● PROBLEM STATEMENT: Copy every line of the records below where the word "through" occurs.

--- INFORMATION Enclosed Below ---

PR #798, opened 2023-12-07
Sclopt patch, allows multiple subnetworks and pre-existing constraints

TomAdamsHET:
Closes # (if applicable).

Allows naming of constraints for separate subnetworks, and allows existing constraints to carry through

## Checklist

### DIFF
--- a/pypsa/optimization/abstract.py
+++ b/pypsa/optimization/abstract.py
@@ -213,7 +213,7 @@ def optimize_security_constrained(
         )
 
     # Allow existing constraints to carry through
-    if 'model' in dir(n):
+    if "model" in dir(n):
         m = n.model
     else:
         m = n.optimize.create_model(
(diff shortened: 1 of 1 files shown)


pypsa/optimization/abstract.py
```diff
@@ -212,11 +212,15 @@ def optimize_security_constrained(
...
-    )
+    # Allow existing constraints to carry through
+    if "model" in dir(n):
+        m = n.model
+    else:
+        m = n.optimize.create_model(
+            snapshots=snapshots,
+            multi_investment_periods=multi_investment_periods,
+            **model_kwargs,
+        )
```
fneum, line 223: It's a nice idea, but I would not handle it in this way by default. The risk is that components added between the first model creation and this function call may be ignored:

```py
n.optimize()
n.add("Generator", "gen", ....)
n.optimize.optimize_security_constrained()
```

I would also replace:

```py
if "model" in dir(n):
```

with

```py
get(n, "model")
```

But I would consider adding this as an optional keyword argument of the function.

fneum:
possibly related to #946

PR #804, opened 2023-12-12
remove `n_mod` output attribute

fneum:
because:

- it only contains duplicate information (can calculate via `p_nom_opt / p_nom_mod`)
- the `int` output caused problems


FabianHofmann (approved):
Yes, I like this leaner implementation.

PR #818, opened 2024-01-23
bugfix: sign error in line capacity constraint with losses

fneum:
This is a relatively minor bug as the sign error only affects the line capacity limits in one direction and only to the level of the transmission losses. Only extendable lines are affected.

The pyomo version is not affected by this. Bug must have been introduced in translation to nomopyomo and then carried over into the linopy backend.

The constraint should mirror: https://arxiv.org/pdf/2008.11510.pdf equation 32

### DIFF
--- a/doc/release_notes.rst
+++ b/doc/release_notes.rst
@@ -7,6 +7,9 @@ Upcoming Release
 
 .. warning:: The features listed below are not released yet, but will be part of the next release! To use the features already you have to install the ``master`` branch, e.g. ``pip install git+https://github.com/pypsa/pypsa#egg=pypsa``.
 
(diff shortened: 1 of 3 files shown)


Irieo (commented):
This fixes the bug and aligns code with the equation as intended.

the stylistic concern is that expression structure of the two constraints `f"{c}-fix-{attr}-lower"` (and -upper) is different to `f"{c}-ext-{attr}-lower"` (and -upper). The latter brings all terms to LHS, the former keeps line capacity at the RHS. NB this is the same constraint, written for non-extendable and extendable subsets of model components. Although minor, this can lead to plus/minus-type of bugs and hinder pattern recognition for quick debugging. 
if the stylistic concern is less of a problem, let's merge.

--- End of Enclosed INFORMATION ---
--- INFORMATION Enclosed Below ---

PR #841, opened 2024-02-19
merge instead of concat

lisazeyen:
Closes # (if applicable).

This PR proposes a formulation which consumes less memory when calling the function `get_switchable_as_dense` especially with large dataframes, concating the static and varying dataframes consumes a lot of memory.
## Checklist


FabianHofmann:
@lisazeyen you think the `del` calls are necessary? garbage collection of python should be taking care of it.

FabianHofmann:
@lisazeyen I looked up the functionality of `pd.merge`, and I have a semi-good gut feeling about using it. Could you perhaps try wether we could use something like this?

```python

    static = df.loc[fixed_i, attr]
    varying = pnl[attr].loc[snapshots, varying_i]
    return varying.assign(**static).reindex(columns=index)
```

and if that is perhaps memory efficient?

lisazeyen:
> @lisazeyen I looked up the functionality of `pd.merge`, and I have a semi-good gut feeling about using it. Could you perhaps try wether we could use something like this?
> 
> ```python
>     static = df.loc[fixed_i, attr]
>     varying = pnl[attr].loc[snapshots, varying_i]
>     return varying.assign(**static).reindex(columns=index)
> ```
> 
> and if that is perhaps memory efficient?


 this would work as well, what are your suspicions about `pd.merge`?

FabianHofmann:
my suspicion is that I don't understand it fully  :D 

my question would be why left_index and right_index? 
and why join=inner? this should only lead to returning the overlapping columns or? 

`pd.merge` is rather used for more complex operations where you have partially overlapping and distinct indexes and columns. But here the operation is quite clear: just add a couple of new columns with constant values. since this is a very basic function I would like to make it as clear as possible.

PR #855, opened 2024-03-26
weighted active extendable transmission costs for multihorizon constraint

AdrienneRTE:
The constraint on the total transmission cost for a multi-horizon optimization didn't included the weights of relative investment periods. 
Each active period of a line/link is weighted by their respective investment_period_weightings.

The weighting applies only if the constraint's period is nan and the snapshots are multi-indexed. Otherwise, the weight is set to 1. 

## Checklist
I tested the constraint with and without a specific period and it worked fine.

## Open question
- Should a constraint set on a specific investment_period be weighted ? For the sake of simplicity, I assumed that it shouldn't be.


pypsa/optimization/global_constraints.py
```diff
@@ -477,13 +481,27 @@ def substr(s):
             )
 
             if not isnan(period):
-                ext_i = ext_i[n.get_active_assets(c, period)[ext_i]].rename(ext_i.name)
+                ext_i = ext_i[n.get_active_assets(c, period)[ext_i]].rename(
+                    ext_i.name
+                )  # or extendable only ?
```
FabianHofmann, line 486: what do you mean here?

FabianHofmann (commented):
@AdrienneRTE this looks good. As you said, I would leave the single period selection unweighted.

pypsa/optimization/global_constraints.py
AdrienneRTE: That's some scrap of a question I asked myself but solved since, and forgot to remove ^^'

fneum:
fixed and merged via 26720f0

--- End of Enclosed INFORMATION ---

● EXERCISE ANSWER:
Allows naming of constraints for separate subnetworks, and allows existing constraints to carry through
     # Allow existing constraints to carry through
+    # Allow existing constraints to carry through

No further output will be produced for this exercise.